先週9日、10日あたりから、俄かにドル安の流れが強まっています。周知のとおり、きっかけの一つは9日の東京時間に日銀が残存期間10~25年を対象とした国債買い入れオペのオファー額を前回よりも減額したことでした。「減額」と言ってもそれは率にして僅か0.5%に過ぎないものでした。それにも拘らず、市場では「日銀の政策変更が1年以内に実現することを示唆している可能性」などという声も一部に聞かれ、かなり先走り的に円が買われるという状況となったわけです。
また、11日の欧州時間には12月に開催された欧州中央銀行(ECB)理事会の議事要旨が公開され、その内容を受けて市場は一気にユーロ買いの動きが加速し始めることとなりました。本日付の日本経済新聞(朝刊)でもこのことには触れていましたが、まさに「議事要旨でユーロは一変した」ということになります。
この議事要旨には「2018年の早い時期にガイダンスの段階的なシフトについて検討(することが必要)」、「リフレが継続すれば市場とのコミュニケーションに変化が必要」などといった文言が記されており、市場にとってみれば「想定していた以上に出口戦略に向けての突っ込んだ話題が取り沙汰されていたのだなぁ」という印象。とはいえ、理事会メンバーらのなかには様々に異なる見解があることも事実であり、ECBが出口戦略を前倒しするとの見方に傾き過ぎることにも慎重でありたいところです。
これまでも、ECBの政策方針について外国為替市場の投資家は幾度も"勇み足"を踏んできました。換言すると、市場の出口期待は幾度も裏切られてきたのです。もちろん、常に期待が先行し過ぎることに十分注意しておかねばならないわけであり、今回も来週25日に行われるECB理事会の声明やドラギ総裁発言の内容によっては、足下のユーロ買い・ドル売りの流れが急反転する可能性もなくはないと見ておく必要があります。

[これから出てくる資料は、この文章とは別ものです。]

PR #112, opened 2026-01-12
fix: use item-specific tax in order conversion

vintagesucks:
uses each line item's own `tax_rate` instead of the order-level tax rules


src/Profile/Shopware/Converter/OrderConverter.php
```diff
@@ -875,6 +875,8 @@ protected function getShippingMethod(string $shippingMethodId): ?string
     }
 
     /**
+     * @deprecated tag:v16.0.0 - parameter $taxRules will be removed
```
vintagesucks, line 878: not sure how to properly do this without phpstan throwing a tantrum, hence the ignored errors 😅

vintagesucks:
#114

PR #113, opened 2026-01-12
feat: Compatible with product bundle

### LINKED ISSUE #13167: Compatible with migration assistant
### Technical TODO

Bundle product (product with type = grouped_bundle) should be excluded when migrating between different SW instances
`States` field should be migrated to `type` field 

Note: Remember to check if the field type exists or the column type exists in the database

tamvt:
In this PR:

- We need to migrate product states <-> product type and product type <-> product type
- Product type PR: https://github.com/shopware/shopware/pull/13554/files
- We need to exclude products with type grouped_bundle when migrating because the product bundles are not yet compatible with MIG yet.


nguyenytran (approved):

vienthuong (approved):

src/Profile/Shopware6/Converter/ProductConverter.php
```diff
@@ -58,6 +74,16 @@ protected function convertData(array $data): ConvertStruct
...
 
+        // Check if product already exists (was previously migrated) before creating mapping
+        // This is needed because the 'type' field has Immutable flag and can only be set on create
+        $existingMapping = $this->mappingService->getMapping(
+            $this->connectionId,
+            DefaultEntities::PRODUCT,
+            $data['id'],
+            $this->context
+        );
+        $isUpdate = $existingMapping !== null;
```
MalteJanz: At first look, this is a clever attempt to determine if this entity will run into an `insert` or `update`. But unfortunately it contains a flaw 🙈 .

Yes on the first migration run this will tell you if the product "was previously attempted to migrate" and thus give the the wanted result.

But if the migration for this entity somehow fails:
- either further down in this converter
- in the validation layer that comes after - which we currently implement [in our feature branch](https://github.com/shopware/SwagMigrationAssistant/pull/41)
- or later while writing the entity to the corresponding SW6 table

it would mean the next migration run (retry) would still consider this entity as an "update", because the mapping already exists, which produces the wrong outcome in this case.

We have to think further about this, to not introduce yet another [N+1 Query performance issue](https://planetscale.com/blog/what-is-n-1-query-problem-and-how-to-solve-it) 😬

src/Profile/Shopware6/Converter/CustomFieldSetConverter.php
```diff
@@ -27,12 +27,43 @@ protected function convertData(array $data): ConvertStruct
     {
         $converted = $data;
 
+        // Check if custom field set already exists (was previously migrated) before creating mapping
+        // This is needed because the 'name' field has Immutable flag and can only be set on create
```
MalteJanz: Sorry for not raising this concern earlier:

Do you really think it's a good idea to have such a [ImmutableFlag](https://github.com/shopware/shopware/blob/6331a8d4adc5b2832ac9f671e33737e463e8b4e7/src/Core/Framework/DataAbstractionLayer/Field/Flag/Immutable.php#L10) ? (Was introduced [in this PR](https://github.com/shopware/shopware/pull/13957) )

Because I already see the extra work it creates for us here, every entity that uses that flag needs an extra special treatment in the migration and if someone adds that flag to other fields in the future (or introduces such fields), we will run into issues again.

It basically makes "upserts" (insert / update) really difficult to do for such entities, because you want to create them if they don't exists yet, or update them otherwise, so you need the field to be defined but also not defined at the same time... 🤯 

I also can't imagine that it's nice to work with such an API, e.g. imagine:
- You read the data of an existing entity over our admin API
- You modify some value
- You want to update that entity with the same payload

I think this was possible in the past (correct me if I'm wrong), but now you need to remove certain fields from your payload to send the update request, which is really annoying.

Of course in our administration codebase this is a non-issue, because there we use some extra logic / magic to build a changeset diff and only send that back to the server, but do you really expect every other API client to do the same or treat it differently like we do here in the migration? 😬

I would suggest either:

1. Allowing updates in the DAL when the value of the `Immutable` field stays the same (is unchanged), as it should be in these cases like here in the "upsert" case for migration. Otherwise it would be a valid error if the migration tries to change such a value
2. Or "silently" ignore that field in the DAL update case, without throwing an error. Maybe it should still create a log entry though 🤷‍♂️ 

I'm open for other suggestions as well, but I think we should have a better answer for the "upsert" case than just deal with it by throwing extra code at it. The Migration-Assistant makes heave use of "upsert" and basically writes all it's data that way:
https://github.com/shopware/SwagMigrationAssistant/blob/5a9afd81133508891430770194d4ee94d41ce6cc/src/Migration/Writer/AbstractWriter.php#L60

cc: @patzick @keulinho what's your opinion on this?

MalteJanz (changes requested):
Thanks for reaching out and taking care of this change 👍 . But I think we need to discuss a little further about the chosen approach and figure out a more robust one 🙂

src/Profile/Shopware6/Converter/CustomFieldSetConverter.php
vienthuong: That do makes sense, I was also thinking about the update should allow the payload with immutable key if the value doesn't change, but at the query time, we haven't aware of the current value in the database, fetching it before wouldn't be ideal, I will have a look further at this problem and your suggestion and provide an improvement for the flag. 

For an external API consumer, I think ideally they don't want to send the whole entities; a subset of what changes is more practical and lightweight. But there might be cases where they want to resend the entire payload and catch the immutable error, as in your mentioned scenario.

Another simple option is to bypass the immutable check for system context scope; it will work for examples like MIG, but not if they update the entities via the admin api.

vienthuong: > Allowing updates in the DAL when the value of the Immutable field stays the same (is unchanged), as it should be in these cases like here in the "upsert" case for migration. Otherwise it would be a valid error if the migration tries to change such a value

This should be possible, I added a draft PR here: https://github.com/shopware/shopware/pull/14422

src/Profile/Shopware6/Converter/ProductConverter.php
```diff
@@ -235,4 +253,40 @@ private function checkDefaultCurrency(array &$source, string $key): void
             $source[$key][] = $defaultPrice;
         }
     }
+
+    /**
+     * @param array<string, mixed> $converted
+     */
+    private function convertStatesToType(array &$converted): void
+    {
+        if (!$this->hasTypeColumn()) {
```
MalteJanz: Not sure if this is actually needed (I would need to test this myself). But what happens if you provide an extra field in a `repository-upsert(...)`, that doesn't exist in the definition / DB? I guess it might get ignored.

If that's the case we don't even have to check for the column to exists and could just always add / set that `type` to an appropriate value

tamvt: Good catch 👍 .
I checked again and found that it had been skipped, so I removed the check.

src/DataProvider/Provider/Data/ProductProvider.php
```diff
@@ -113,6 +122,34 @@ public function getProvidedData(int $limit, int $offset, Context $context): arra
...
+    }
+
+    private function hasTypeColumn(): bool
+    {
+        if ($this->hasTypeColumn !== null) {
+            return $this->hasTypeColumn;
+        }
+
+        $columns = $this->connection->createSchemaManager()->listTableColumns('product');
+        $this->hasTypeColumn = isset($columns['type']);
```
MalteJanz: Sorry for not mentioning this earlier, but I think these calls are quite expensive performance wise (and I know you already memoize / cache them, but the provider is usually only called once per request, so this doesn't provide many benefits).

Because this product provider is querying data via the DAL and not plain SQL, I think we could also rely on the DAL definition here to check if the column exists (and can be used in the Criteria). e.g. something like

```suggestion
        $this->hasTypeColumn = isset($this->productRepo->getDefinition()->getField('type'));
```

which means you can get rid of the `Connection` dependency and this is likely quite a bit faster because it doesn't have to reach out to the database to query all the fields.

src/DataProvider/Provider/Data/ProductProvider.php
```diff
@@ -20,12 +23,17 @@
 #[Package('fundamentals@after-sales')]
 class ProductProvider extends AbstractProvider
 {
+    private const BUNDLE_PRODUCT_TYPE = 'grouped_bundle';
+
+    private ?bool $hasTypeColumn = null;
```
MalteJanz: As mentioned above, the provider is usually only called once for a single request, so this memoize / cache doesn't provide many benefits => I would remove it.

If you would want to keep it, you would also need to implement the `ResetInterface` to ensure the value doesn't stick around too long on certain environments / deployments.

larskemper (approved):

vienthuong (approved):

MalteJanz (approved):

PR #114, opened 2026-01-12
fix: use item-specific tax in order conversion

vintagesucks:
https://github.com/shopware/shopware/issues/13898

uses each line item's own `tax_rate` instead of the order-level tax rules

targeting `feature/migration-logging-refactor` (next major) to avoid the unnecessarily complex deprecation path


CHANGELOG.md
```diff
@@ -1,5 +1,6 @@
 # 16.0.0
 
+- [BREAKING] Removed parameter `taxRules` from method `getLineItems` of `SwagMigrationAssistant\Profile\Shopware\Converter\OrderConverter`
```
MalteJanz: Sorry, I should have explained this as well while we were talking about this change:

In our plugins the `CHANGELOG.md` / `CHANGELOG_de-DE.md` are user facing and will end up in the changelog of our plugin store: https://store.shopware.com/en/swag257162657297f/migration-assistant.html

For technical (breaking) changes we introduced this file [UPGRADE.md](https://github.com/shopware/SwagMigrationAssistant/blob/feature/migration-logging-refactor/UPGRADE.md) (which also is only maintained in English to keep it simple).

But in the user facing changelog you could still mention that this bug was fixed and different tax rates on line items of orders are now properly migrated from SW5 🎉 

*It's a completely different process than the one in the core shopware Repo. I don't know if we documented it somewhere, but I hope this gets an overhaul at one point as well 🙈

vintagesucks: No problem, something like this? [`aef1cd8` (#114)](https://github.com/shopware/SwagMigrationAssistant/pull/114/commits/aef1cd8ce5e1943bce63fea9cccc56b7ac133593)

src/Profile/Shopware/Converter/OrderConverter.php
vintagesucks, line 1: TODO on merge: Add `resolves shopware/shopware#13898` to `#41`

CHANGELOG.md
vintagesucks: Oh, did not see your edit in time, and this? 🙈  

[`003153a` (#114)](https://github.com/shopware/SwagMigrationAssistant/pull/114/commits/003153ac8d53c043c6a69085685c692763e36869)

MalteJanz (approved):

larskemper (approved):

PR #107, opened 2024-08-08
Use SDK response in playground

andresgutgon:
# What?
Use SDK to fetch data from gateway and use it in Playground

## TODO
- [x] SDK accumulates conversation messages and return at the end
- [x] Add tests for `runDocument`
- [x] Handle errors for example wrong model name

### DIFF
--- a/apps/web/src/actions/sdk/runDocumentAction.ts
+++ b/apps/web/src/actions/sdk/runDocumentAction.ts
@@ -1,6 +1,6 @@
 'use server'
 
-import { LatitudeSdk } from '@latitude-data/sdk-js'
+import { LatitudeSdk, type ChainEvent } from '@latitude-data/sdk-js'
 import { getLatitudeApiKey } from '$/app/(private)/_data-access/latitudeApiKey'
 import { createStreamableValue, StreamableValue } from 'ai/rsc'
 
@@ -8,8 +8,9 @@ type RunDocumentActionProps = {
   documentPath: string
   projectId: number
   commitUuid: string
+  parameters: Record<string, unknown>
 }
-type RunDocumentResponse = Promise<{ output: StreamableValue }>
+type RunDocumentResponse = Promise<{ output: StreamableValue<ChainEvent> }>
 export type RunDocumentActionFn = (
   _: RunDocumentActionProps,
 ) => RunDocumentResponse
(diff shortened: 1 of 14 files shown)


packages/core/src/services/commits/runDocumentAtCommit.ts
```diff
@@ -179,10 +180,29 @@ async function iterate({
...
+    controller.close()
+    return {
+      text: error.message,
+      usage: {
+        promptTokens: 0,
+        completionTokens: 0,
+        totalTokens: 0,
+      },
+      toolCalls: [],
+    }
```
andresgutgon, line 205: This way we catch the error from AI apis providers
image

packages/sdks/typescript/src/test/chunks-example.ts
```diff
@@ -0,0 +1,174 @@
...
+          promptTokens: 114,
+          completionTokens: 352,
+          totalTokens: 466,
+        },
+      },
+    },
+  },
+]
+
+export const FINAL_RESPONSE = {
```
andresgutgon, line 153: @csansoon this is the output of `runDocument`

apps/web/src/actions/sdk/runDocumentAction.ts
```diff
@@ -22,26 +22,30 @@ export async function runDocumentAction({
...
+          name: error.name,
+          message: error.message,
+          stack: error.stack,
+        })
+      },
+      onFinished: () => stream.done(),
+    })
+  }
+
+  runSdk()
```
csansoon, line 48: Why is this defined as a function? Can't you just do it directly?

csansoon (dismissed):

apps/web/src/actions/sdk/runDocumentAction.ts
andresgutgon: Removed

packages/sdks/typescript/src/index.ts
```diff
@@ -1,12 +1,24 @@
...
 import { RouteResolver } from '$sdk/utils'
-import {
-  ChainEvent,
-  ChainEventTypes,
-  HandlerType,
-  StreamEventTypes,
-} from '$sdk/utils/types'
+import { ChainEvent, HandlerType } from '$sdk/utils/types'
 
+type Message = {
```
andresgutgon, line 5: My OCD is going to explode. We need to DRY all these types

PR #113, opened 2024-08-13
Link document logs and provider logs by UUID

andresgutgon:
# What?
A document run produces 1 Document log and N Provider logs. Until now, these logs were linked by a `documentLogId` foreign key in provider logs. The problem is that in some situations like when a document runs the logs of the providers are generated before document log. To overcome this asyncrony problem we decided to link all these logs by `documentLogUUID` string that's generated before start and is passed down so users can attach new provider logs to an existing document log.

## TODO
- [x] `runDocumentAtCommit` return `documentLogUuid`. 
- [x] document log use returned `documentLogUuid`
- [x] Fix provider logs respository to query by `documentLogUuid`
- [x] `providerLogHandler` is called with `documentLogUuid`
- [x] QA playground
- [x] Test `runDocumentAtCommit` adds `docummentLogUuid` when chain is completed.


packages/core/src/services/documents/getResolvedContent.ts
```diff
@@ -1,26 +1,41 @@
...
+  const documentScope = new DocumentVersionsRepository(workspaceId)
+  const docs = await documentScope
+    .getDocumentsAtCommit(commit)
+    .then((r) => r.unwrap())
 
-  const document = docs.value.find((d) => d.documentUuid === documentUuid)
-  if (!document) return Result.error(new NotFoundError('Document not found'))
+  const docInCommit = docs.find((d) => d.documentUuid === document.documentUuid)
+
+  if (!docInCommit) {
```
andresgutgon, line 34: Now if workspaceId and document don't match it throws an error

packages/core/src/repositories/providerApiKeysRepository.ts
```diff
@@ -9,7 +9,7 @@ export class ProviderApiKeysRepository extends Repository {
     return this.db
       .select(getTableColumns(providerApiKeys))
       .from(providerApiKeys)
-      .innerJoin(workspaces, eq(workspaces.id, providerApiKeys.workspaceId))
+      .where(eq(providerApiKeys.workspaceId, this.workspaceId))
```
andresgutgon, line 12: I believe this was wrong. `workspaceId` is a column in provider apis table

packages/core/src/repositories/providerLogsRepository.ts
```diff
@@ -17,19 +17,11 @@ export class ProviderLogsRepository extends Repository {
       .as('providerLogsScope')
   }
 
-  async findByUuids(uuids: string[]) {
```
andresgutgon, line 20: 🔥 Was not used

packages/core/src/schema/models/providerLogs.ts
```diff
@@ -24,6 +23,7 @@ export const logSourcesEnum = latitudeSchema.enum('log_source', [
 export const providerLogs = latitudeSchema.table('provider_logs', {
   id: bigserial('id', { mode: 'number' }).notNull().primaryKey(),
   uuid: uuid('uuid').notNull().unique(),
+  documentLogUuid: uuid('document_log_uuid'),
```
andresgutgon, line 26: In provider_logs table document UUID is nullable. We might want to have provider logs without a linked document log. 

Please confirm this assumption is true

packages/core/src/services/ai/index.ts
andresgutgon, line 1: This service is core and is fully untested. I spent quite some time testing other services and I am tired for now. Please let's add some basic tests to core services when we introduce it 🙏

packages/core/src/services/commits/runDocumentAtCommit.test.ts
andresgutgon, line 1: This was fully untested and still is untested all the streaming flow but the parts that I changed in this PR are covered

packages/core/src/services/commits/runDocumentAtCommit.test.ts
```diff
@@ -0,0 +1,232 @@
...
+        commit,
+        parameters: {},
+        // @ts-ignore
+        providerLogHandler: mocks.providerLogHandler,
+        // @ts-ignore
+        generateUUID: mocks.uuid,
+      }).then((r) => r.unwrap())
+
+      await consumeStream(stream)
+      expect(mocks.runAi).toHaveBeenCalledWith(
```
andresgutgon, line 210: Mocks are hard but on top of that I was not waiting for the stream to be consumed so the test was not passing 🤯

packages/core/src/services/commits/runDocumentAtCommit.ts
```diff
@@ -5,57 +5,92 @@ import {
...
-  documentUuid: string
+  workspaceId: Workspace['id']
+  document: DocumentVersion
   commit: Commit
   parameters: Record<string, unknown>
-  logHandler: (log: AILog) => void
+  providerLogHandler: (log: AILog) => void
+  generateUUID?: typeof uuid
 }) {
-  const workspace = await findWorkspaceFromCommit(commit)
```
andresgutgon, line 28: Now we don't pass workspace because is passed in the API gateway. I know we should pass object to service and the external layer validates ownership (which is already doing). But this service is already doing their own check inside `getResolvedContent` so this was a redundant Db call

packages/core/src/services/commits/runDocumentAtCommit.ts
```diff
@@ -5,57 +5,92 @@ import {
...
+      })
+        .then(responseResolve)
+        .catch(responseReject)
+    },
   })
 
+  // Dummy handling of the response
+  // This is helpful for not throwing the error
+  // when no one is listening to the promise
+  response.then(() => {}).catch(() => {})
```
andresgutgon, line 87: Response is ready when stream finish. We do this here because if an error is thrown and the consumer is not using the response like we are doing in API gateway the error is raised and appears on API logs. This way it does not appear and also consumer can `catch` the error if using the `response`.

packages/core/src/services/commits/runDocumentAtCommit.ts
```diff
@@ -5,57 +5,92 @@ import {
...
+  let responseReject: (reason?: any) => void
 
-  await new Promise<void>((resolve) => {
-    stream = new ReadableStream<ChainEvent>({
-      start(controller) {
-        response = iterate({ chain, scope, controller, logHandler })
+  const response = new Promise<ChainCallResponse>((resolve, reject) => {
+    responseResolve = resolve
+    responseReject = reject
+  })
```
andresgutgon, line 67: Much better this way I think. Thanks Carlos for the help

packages/core/src/services/commits/runDocumentAtCommit.ts
```diff
@@ -69,22 +104,24 @@ function enqueueEvent(
 async function iterate({
   chain,
   previousApiKey,
-  scope,
+  allApiKeys,
```
andresgutgon, line 107: Now instead of doing N SQL queries we do on query for all api keys in workspace which usually will be a small collection. From here we just check in a `Map` if the key is found by `name`

packages/core/src/services/documentLogs/create.ts
```diff
@@ -4,33 +4,31 @@ import {
...
-    uuid,
-    documentUuid,
+    data: {
+      uuid,
+      documentUuid,
+      resolvedContent,
+      parameters,
+      customIdentifier,
+      duration,
+    },
```
andresgutgon, line 30: Is nicer in services to have `data` and other parameters that are models like `commit`. This way is clear what's data for the new entity and what are other entities.

packages/core/drizzle/0028_complex_leopardon.sql
```diff
@@ -0,0 +1,5 @@
+ALTER TABLE "latitude"."provider_logs" DROP CONSTRAINT "provider_logs_document_log_id_document_logs_id_fk";
+--> statement-breakpoint
+ALTER TABLE "latitude"."provider_logs" ADD COLUMN "document_log_uuid" uuid;--> statement-breakpoint
+CREATE INDEX IF NOT EXISTS "document_log_uuid_idx" ON "latitude"."document_logs" USING btree ("document_uuid");--> statement-breakpoint
```
andresgutgon, line 4: I added an index to provider_logs for `document_log_uuid`. We'll be doing a lot of queries by this column

packages/sdks/typescript/src/index.ts
```diff
@@ -7,6 +7,7 @@ type Message = {
   content: string
 }
 type ChainCallResponse = {
```
andresgutgon, line 9: These types are repeated. We need to do a common shared package to share types and constants common to 

1. Web
2. Gateway
3. SDK
4. Compiler

All these packages should use this common package that would have only the constants and the base types.

packages/web-ui/src/ds/molecules/Chat/MessageList/index.tsx
```diff
@@ -16,21 +17,20 @@ export function MessageList({
   separator?: boolean
 }) {
   return messages.map((message, index) => (
-    <>
```
andresgutgon, line 19: Open the browser in a bigger screen and check Dev tools 🙏 
Otherwise all the warnings like missing key in a loop pass unnoticed

apps/web/src/app/(private)/projects/[projectId]/versions/[commitUuid]/documents/[documentUuid]/_components/DocumentEditor/Editor/Playground/Chat.tsx
```diff
@@ -148,13 +153,17 @@ export default function Chat({
...
-    const { output } = await runDocumentAction({
+    const { response: actionResponse, output } = await runDocumentAction({
       projectId: project.id,
       documentPath: document.path,
       commitUuid: commit.uuid,
       parameters,
     })
 
+    actionResponse.then((res) => {
+      setDocumentLogUuid(res.response.documentLogUuid)
```
Comment (andresgutgon) [inline apps/web/src/app/(private)/projects/[projectId]/versions/[commitUuid]/documents/[documentUuid]/_components/DocumentEditor/Editor/Playground/Chat.tsx:164]: When SDK (used in our server action) finishes it returns `documentLogUuid` which we set in the state and use when the user keeps talking in the chat.

turbo.json
```diff
@@ -20,7 +20,7 @@
     "build": {
       "dependsOn": ["^build"],
       "inputs": ["$TURBO_DEFAULT$", ".env*"],
-      "outputs": [".next/**", "!.next/cache/**"]
+      "outputs": [".next/**", "!.next/cache/**", "dist/**"]
```
andresgutgon, line 23: I think this fix random CI fails when `@latitude-data/sdk-js` appears not to be build cc c @csansoon

PR #115, opened 2024-08-14
LLM Providers cost estimate

csansoon:
Listed pricing per 1M tokens for each one of our supported Providers.

These list do not contain all models or all model versions so, in addition to the listed prices, I added a function to fallback to a "similar" model when providing one that's not present. As pointed, this is just an estimate.

Note: Azure pricing are just the same as OpenAI's.

### DIFF
--- a/apps/gateway/src/routes/api/v1/projects/:projectId/commits/:commitUuid/documents/handlers/run.ts
+++ b/apps/gateway/src/routes/api/v1/projects/:projectId/commits/:commitUuid/documents/handlers/run.ts
@@ -51,6 +51,8 @@ export const runHandler = factory.createHandlers(
         },
       }).then((r) => r.unwrap())
 
+      await pipeToStream(stream, result.stream)
+
       queues.defaultQueue.jobs.enqueueCreateDocumentLogJob({
         commit,
         data: {
@@ -61,8 +63,6 @@ export const runHandler = factory.createHandlers(
           duration: Date.now() - startTime,
         },
       })
-
-      await pipeToStream(stream, result.stream)
     })
   },
 )
--- a/apps/web/src/actions/sdk/runDocumentAction.ts
+++ b/apps/web/src/actions/sdk/runDocumentAction.ts
@@ -28,13 +28,12 @@ export async function runDocumentAction({
   commitUuid,
   parameters,
 }: RunDocumentActionProps) {
-  const result = await getLatitudeApiKey()
-  if (result.error) return result
+  const latitudeApiKey = await getLatitudeApiKey().then((r) => r.unwrap())
 
   const stream = createStreamableValue<ChainEvent, Error>()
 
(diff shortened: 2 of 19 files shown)


packages/core/src/services/ai/index.ts
```diff
@@ -161,3 +161,5 @@ export function validateConfig(config: Record<string, unknown>): Config {
 
   return configSchema.parse(config)
 }
+
+export { estimateCost } from './costEstimate'
```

それにしましても、目下のドル安の流れは一体どこまで続くというのでしょう。ここでドル/円とユーロ/ドルについて、其々当面の目安と考えられる水準を確認しておきたいと思います。まずドル/円に関しては、やはり長らく形成されている三角保ち合い(トライアングル)の下辺(下図・左参照)というのが一つの目安になるものと考えられます。
実のところ、このトライアングル下辺の水準は62カ月移動平均線(62カ月線)が位置しているところに近く、現在は109円ちょうどぐらいの水準にあります。もちろん、同水準を目指して今後も円高・ドル安が進むというのではなく、どんなにドル/円が下押しても「せいぜい109円あたりまで」という見方をしておけばよいのではないかと思われます。
すでに重々ご承知のこととは思いますが、2016年6月のブレグジット・ショック時とその後しばらくのドル/円の安値が62カ月線にガッチリと下支えされたことは、あらためて確認しておきたい事実です。いずれにしても、足下の円高は目の前に積み上がった円売りポジションを一旦解消しておこうとする調整的な流れの一環であると見ます。
一方のユーロ/ドルは、上図(右)に見るように今月(1月)の月足ロウソクが62カ月線を上抜ける格好となっており、すでに一目均衡表の月足「雲」上限(現在は1.2424ドル)が視野に入ってきているものと思われます。そして、この月足「雲」上限は過去に幾度もユーロ/ドルの強烈な上値抵抗として機能してきた経緯があります。当面、やはりその点は念頭に置いて臨むことが必要でしょう。